こちらは肩で息をしているのに、壮司の呼吸はまったく乱れていなかった。
「お前は俺が同情で引きとめたとでも思ってんのか?」
壮司の低い声にうつむいた。
同情がすべてではないかもしれない。しかしそれが無関係とも思えない。
壮司はきっと同情を恋とすり替えてしまったのだ。
返事をしないことで、壮司の問いかけに肯定の意を示す。その巴に彼は軽く息をついた。
腰に回されている腕の力が強まった気がした。
「俺だって考えてる。医者という立派な夢に向かって踏み出そうとしてたお前をあの家に連れ戻したんじゃないか、お前らしく生きる道を閉ざしたんじゃないか、と」
目を見開いた。壮司がそんなことを考えているとは夢にも思わなかった。
腰の手が離れていく。一定の距離をおき、壮司と向かいあった。
「俺自身がそうしたいと思ったから、俺はお前といる」
嘘の要素など欠片も見つからない言葉に、自分の思い違いを恥じた。壮司に嘘がつけるほどの器用さはないと、今思い出した。

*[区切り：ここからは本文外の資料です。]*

PR #1135, opened 2022-08-31
Add lifecycle management for PRs and issues

antoninbas:
PRs and issues will be marked as stale after 6 months, and closed
automatically after another 6 months.

Signed-off-by: Antonin Bas <abas@vmware.com>


rst0git (approved):
LGTM

We might need to wait some time to find out if the workflow works as expected, but a similar lifecycle management workflow is used in Antrea.

Issue #1150, opened 2022-11-02
Mininet integration: Encoding error in Python3 hashlib when opening JSON file


LaumiH:
Hi,

I came across a bug when using the Mininet integration, and I already have a possible fix. 

## Error
In the [example](https://github.com/p4lang/behavioral-model#integrating-with-mininet), the `./runtime_CLI` is executed without arguments, which works fine. However, when adding the JSON description of P4 program using `./runtime_CLI --json <file.json>`, then the command fails with
```
Running ['../p4-behavioral-model/tools/runtime_CLI.py', '--json', '<file.json>'']
Traceback (most recent call last):
  File "../p4-behavioral-model/tools/runtime_CLI.py", line 2640, in <module>
    main()
  File "../p4-behavioral-model/tools/runtime_CLI.py", line 2634, in main
    load_json_config(standard_client, args.json)
  File "../p4-behavioral-model/tools/runtime_CLI.py", line 2622, in load_json_config
    load_json_str(utils.get_json_config(
  File "/home/sdn/p4-behavioral-model/tools/bmpy_utils.py", line 67, in get_json_config
    check_JSON_md5(standard_client, json_path)
  File "/home/sdn/p4-behavioral-model/tools/bmpy_utils.py", line 37, in check_JSON_md5
    m.update(L)
TypeError: Unicode-objects must be encoded before hashing
```

## Reproduce
To reproduce, follow the example using 
- `cd mininet`
- `sudo python3 1sw_demo.py --behavioral-exe ../targets/simple_router/simple_router --json ../targets/simple_router/simple_router.json`

and then execute

- `cd targets/simple_router`
- `./runtime_CLI --json ../targets/simple_router/simple_router.json < commands.txt`.

I might want to add that I am on Ubunut 20.04 using Python 3.8.10, and I have cloned the repo just yesterday.

## Fix
I have traced the error down to `hashlib` requiring an encoded file as input for its `hashlib.md5().update()` method. The fix is trivial, however, I have not tested whether it has any side effects. [In this line](https://github.com/p4lang/behavioral-model/blob/main/tools/bmpy_utils.py#L34), open the file with mode `'rb'`, and that's it.

LaumiH:
Ah, and this error came with Version 1.15.0, the former one works fine (same Ubuntu and Python3 version). I suppose it has something to do with the Python3 changes?

antoninbas:
If you have a patch, please do consider submitting a PR

[...]

PR #1151, opened 2022-11-03
Fix encoding for JSON file when using hashlib

LaumiH:
Signed-off-by: Laura Henning <laura-marie.henning@stud.tu-darmstadt.de>

This PR contributes the tiny change required to solve #1150.


antoninbas (approved):
LGTM

LaumiH:
Apparently I messed up quite a bit, because I changed the wrong open function :D I am so sorry. There are two places where a file is opened, and I changed the wrong one. How do we proceed? Can someone ammend the commit, or should I issue another PR?

PR #1327, opened 2025-09-04
Fix #1325 - Enable ENABLE_MODULES if dlopen is found

### LINKED ISSUE #1325: simple_switch_grpc built with cmake fails some p4c tests that pass when it is built with GNU Autotools

grg:
Alternative to #1326 by @jafingerhut 

This PR attempts to better mimic the autoconf build behavior. There, there are three configs: `--enable-modules`, `--disable-modules` (or `--enable-modules=no`), and nothing specified:
 * `--enable-modules`: dynamic loading via dlopen is required and it's an error if dlopen is missing.
 * `--disable-modules`: no dynamic loading.
 * nothing specified: support dynamic loading if dlopen is present, otherwise don't support dynamic loading.

To support this behavior, I had to introduce a second cmake option. So we now have `ENABLE_MODULES` and `REQUIRE_MODULES`. `ENABLE_MODULES` specifies that we want to support dynamic loading _if `dlopen()` is present on the system_; it is turned on by default. `REQUIRE_MODULES` indicates that dynamic loading support is _required_ and will fail if this is turned on but `dlopen()` is missing from the system; this is off by default.

### DIFF
--- a/CMakeLists.txt
+++ b/CMakeLists.txt
@@ -167,6 +167,17 @@ if(WITH_PI)
   endif()
 endif()
 
+# Check for dlopen
+check_include_file(dlfcn.h HAVE_DLFCN_H)
+if(HAVE_DLFCN_H)
+  include(CheckSymbolExists)
+  check_symbol_exists(dlopen "dlfcn.h" HAVE_DLOPEN)
+  message(STATUS "Found dlopen.  Enabling ENABLE_MODULES")
+  set(ENABLE_MODULES TRUE)
+else()
+  message(STATUS "Did not find dlopen")
+endif()
+
 if(ENABLE_MODULES)
   # Check for dlopen
   check_include_file(dlfcn.h HAVE_DLFCN_H)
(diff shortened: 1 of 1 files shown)


jafingerhut (approved):
These changes look good to me.  I have also tested them on a local system with various combinations of REQUIRE_MODULES and ENABLE_MODULES on/off, as well as a small tweak that forced HAVE_DLOPEN to be off, and all combinations functioned as desired.

PR #1329, opened 2025-10-05
Selector Packet Fanout  -  Core implementation

Hoooao:
This PR is derived from #1316 .
The testcases will be in another PR.

Main updates after #1316 :
1. Added command-line option `--enable-pkt-fanout` to `configure`, which defines `PKT_FANOUT_ON`. Is not supported in cmake for now. 
2. Raise an exception when `selector_fanout` mode is used while the above option is not given.
3. Set the `grp_selector` for all specified selectors during switch `start_and_return_`, less intrusive.
4. Previously, replicated pkts are pushed to ingress/egress-buffers in the `ingress/egree_thread` after the original packet gets processed. Now the logic is colocated with packet replication, which is much cleaner.

### DIFF
--- a/configure.ac
+++ b/configure.ac
@@ -63,6 +63,15 @@ AS_IF([test "x$enable_debugger" = "xyes"], [
     ])
 ])
 
+# TODO: add this to cmake build as well
+pkt_fanout_enabled=no
+AC_ARG_ENABLE([pkt_fanout],
+    AS_HELP_STRING([--enable-pkt-fanout], [Enable packet fanout support]))
+AS_IF([test "x$enable_pkt_fanout" = "xyes"], [
+    pkt_fanout_enabled=yes
+    AC_DEFINE([PKT_FANOUT_ON], [], [Enable packet fanout support])
+])
+
 logging_macros_enabled=no
 AC_ARG_ENABLE([logging_macros],
     AS_HELP_STRING([--disable-logging-macros],
--- a/include/bm/bm_sim/fanout_pkt_mgr.h
+++ b/include/bm/bm_sim/fanout_pkt_mgr.h
@@ -1,4 +1,4 @@
-/* Copyright 2013-present Contributors to the P4 Project
+/* Copyright 2025-present Contributors to the P4 Project
  *
  * Licensed under the Apache License, Version 2.0 (the "License");
  * you may not use this file except in compliance with the License.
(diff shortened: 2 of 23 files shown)


jafingerhut:
@jonathan-dilorenzo FYI it would be good for someone in Google who wants this feature to learn enough about the code base to give it a good review.  Unless you employ someone who knows this feature and how it works, or can contract with someone who does, any bugs discovered in it later are unlikely to be fixed by someone who is not interested in the feature.

configure.ac
```diff
@@ -63,6 +63,15 @@ AS_IF([test "x$enable_debugger" = "xyes"], [
     ])
 ])
 
+# TODO: add this to cmake build as well
```
matthewtlam: Do we still need this comment? I think you already added it to cmake build

include/bm/bm_sim/fanout_pkt_mgr.h
```diff
@@ -0,0 +1,112 @@
...
+        ap->set_group_selector(grp_selector);
+      }
+    }
+    inline void register_thread(std::thread::id thread_id,
+      const std::function<void(const bm::Packet *)> &buffer_push_fn) {
+      BMLOG_DEBUG("Registering thread {}", thread_id);
+      fanout_ctx_map.emplace(thread_id, FanoutCtx(buffer_push_fn));
+    }
+
+    // TODO(Hao): deduplicate packets fanout, optional
```
matthewtlam: Do we still need this comment?

include/bm/bm_sim/fanout_pkt_mgr.h
```diff
@@ -0,0 +1,112 @@
...
+
+    mbr_hdl_t get_from_hash(grp_hdl_t grp, hash_t h) const override;
+
+    void reset() override {}
+
+ private:
+    std::unordered_map<grp_hdl_t, std::vector<mbr_hdl_t>> groups;
+};
+
+class FanoutPktMgr {
```
matthewtlam: Let's add some documentation regarding the FanoutPktMgr. For example how it is used and use cases

targets/simple_switch/simple_switch.cpp
```diff
@@ -506,20 +538,25 @@ SimpleSwitch::ingress_thread() {
...
-      phv->get_field("standard_metadata.parser_error").set(
-          packet->get_error_code().get());
-    }
 
-    if (phv->has_field("standard_metadata.checksum_error")) {
-      phv->get_field("standard_metadata.checksum_error").set(
-           packet->get_checksum_error() ? 1 : 0);
-    }
+    // Check if the packet has an optional continue node for pkt fanout
+    // TODO(Hao): update the doc/simple_switch.md
```
matthewtlam: Do we still need this TODO?

matthewtlam (commented):
Leaving behind first set of comments. Will add more later today

PR #1330, opened 2025-10-07
Updating Parser to work with GTP-U 

trvon:
In one of my research experiments, recirculated GTP-U packets triggered the PacketTooShort error. I assumed this was because the parser’s bounds were still compared against Packet::get_ingress_length(), even after the INT shim/BeamSec insertion increased the buffer size. During the second-pass parsing, this stale length caused the deparser to emit only the original payload, resulting in the omission of telemetry headers.

To address this issue, I updated all parser bounds checks (VL extracts, fixed extracts, shift/advance operations) to rely on Packet::get_data_size(), which provides the current length of the live buffer. This change ensures that the parser logic accurately reflects the real payload and only raises an error when the buffer itself is insufficient in size. I also  added unit tests that simulate ingress_length < actual buffer.

### DIFF
--- a/src/bm_sim/parser.cpp
+++ b/src/bm_sim/parser.cpp
@@ -267,7 +267,8 @@ void extract_VL(Header *hdr,
   // get_nbytes_packet counts the VL field in the header as 0 bits
   auto bytes_to_extract = static_cast<size_t>(
       hdr->get_nbytes_packet() + nbits / 8);
-  if (pkt->get_data_size() - *bytes_parsed < bytes_to_extract)
+  if (*bytes_parsed > pkt->get_data_size() ||
+      pkt->get_data_size() - *bytes_parsed < bytes_to_extract)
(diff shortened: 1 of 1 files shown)


antoninbas (commented):
It's not clear to me what the issue is based on this PR description.
As far as I can tell, the `ingress_length` is set correctly (based on what was produced by the deparser) for recirculated packets: https://github.com/p4lang/behavioral-model/blob/68f4a978f465fd76e98fcdecb762981843fb7310/targets/simple_switch/simple_switch.cpp#L762

It would be helpful to clarify this, as well as provide a P4 program to reproduce the issue. Adding @jafingerhut in case he has some time to help reproduce the issue / review the patch.

trvon:
I do not have a clean way to share my p4 code, but I will reproduce the issue I saw with a smaller p4 program and ptf test.

PR #1339, opened 2026-02-02
Fix entry addition logic for keyless match tables

Shivampal157:
### Summary
Fixes entry addition logic for keyless match tables.

Previously, adding an entry to a table with no match key (get_size_key() == 0)
would always fail with NO_TABLE_KEY, even when the provided match_key was empty.

### What changed
- NO_TABLE_KEY is now returned *only when*:
  - the table has no match key, *and*
  - a non-empty match_key is provided
- Keyless tables with a single default action can successfully add entries again.

### Files changed
- src/bm_sim/match_units.cpp

### Motivation
This restores correct behavior for keyless tables such as get_lb_key,
which rely on a default action without match keys.

### DIFF
--- a/.vscode/c_cpp_properties.json
+++ b/.vscode/c_cpp_properties.json
@@ -1,0 +1,38 @@
+{
+    "configurations": [
+        {
+            "name": "Win32",
+            "includePath": [
+                "${workspaceFolder}/**",
+                "${workspaceFolder}/include",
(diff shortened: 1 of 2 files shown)


jafingerhut:
Closing this, as for reasons I mentioned in an earlier comment I believe this is a change we do not want to make.

PR #1357, opened 2026-03-20
feat: add configurable log rotation options (fixes #930)

### LINKED ISSUE #930: Support configuring log rotation for bmv2 switch logs
When I activate the logger in bmv2 software switches, the system only keeps  last 4 log files. But I want to keep more than 4 log files. 

Can someone kindly help me about,  How to configure (where is the configuration) the system to increase the number of log files.

Vineet1101:
Add --log-file-max-size and --log-file-max-files CLI options to allow users to configure the maximum log file size before rotation and the number of rotated backup files to keep.

Previously these values were hardcoded to 5MB and 3 files respectively. The new options default to the same values for backward compatibility.

fixes #930

### DIFF
--- a/include/bm/bm_sim/logger.h
+++ b/include/bm/bm_sim/logger.h
@@ -89,9 +89,13 @@ class Logger {
   static void set_logger_console();
 
   //! Log all messages to the given file. If \p force_flush is true, the logger
-  //! will flush to disk after every log message.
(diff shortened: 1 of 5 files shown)


Vineet1101:
@antoninbas can you please review it

antoninbas (approved):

「答えてくれ。ここに帰ってきて、俺の隣にいてくれることはお前にとって本当に幸せか?」
落ち着いた言葉に含まれた一抹の不安。それが壮司の瞳で一瞬だけ揺れた。
自分たちは相手に対して同じ気持ちを抱えている。
不安と呵責。ゆえに迷いが生じる。
惑う心を封じて、壮司も同じ言葉を返してくれることを願いながら口を開く。
――不器用な自分たちにあきれる気持ちもこめて。
「幸せだ。とても」
「俺も幸せだ」
間髪容れずに帰ってきた言葉に微笑みながら、壮司の胸に顔をうずめた。
壮司の両腕が巴の体を優しく抱く。
「……不安にさせて悪かった。愛してる」
『愛してる』の言葉が壮司にあまりに似合わなくて、巴は壮司の腕の中で笑った。